Gordon Pointe Acquisition Corp. Announces Extension

proxy vote

Gordon Pointe Acquisition Corp. Announces Extension

Jun 15, 2020 INTEL by Matt Cianci

Today, Gordon Pointe Acquisition Corp. (GPAQ) announced that it had elected to extend the deadline to consummate its proposed business combination with HOF Village, LLC (“HOFV”) (presentation link) to July 15, 2020. As previously disclosed, GPAQ had amended its amended and restated certificate of incorporation to extend the date by which GPAQ must consummate its initial business combination from May 14, 2020 to June 15, 2020, plus an option by GPAQ to further extend such date for an additional thirty days to July 15, 2020.  In connection with such extension, on June 12, 2020, GPAQ’s sponsor contributed to GPAQ $0.04 for each of GPAQ’s public shares outstanding, for an aggregate contribution of $114,937.76.  Not a bad deal for arb and yield investors getting an additional 40bps in yield (~4.9% annualized) on a 30 day “risk-free” investment.  The amount was deposited into GPAQ’s trust account established in connection with GPAQ’s initial public offering. GPAQ now has until July 15, 2020 to consummate its proposed business.

GPAQ also announced today that, in light of continued public health concerns regarding the Coronavirus, or COVID-19, that GPAQ shareholders of record may participate telephonically in the special shareholders meeting (the “Special Meeting”) to approve the proposed business combination with HOFV scheduled for June 30, 2020 at 10:00 A.M. Eastern.  GPAQ shareholders may participate in the call by dialing 1-646-558-8656, Entry Code: 798-121-0979 and Passcode: 882333.

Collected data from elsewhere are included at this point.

Issue #1235, opened 2016-09-22
Is `test_ecl_submit.py` used?


pgdr:
Is `make_run_path` ever called?

pgdr:
Closed by #1355.

PR #1355, opened 2016-12-08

GPAQ shareholders are entitled to participate in and vote at the Special Meeting to approve the proposed extension if they were a shareholder of record as of the close of business on June 1, 2020, or hold an appropriate legal proxy for the meeting provided by their broker, bank or other nominee.

Whether or not a shareholder plans to attend the Special Meeting telephonically, GPAQ urges its shareholders to vote and submit their proxy in advance of the Special Meeting by one of the methods described in the proxy statement/prospectus. Instructions as to how to vote at the Special Meeting will be provided on the conference call.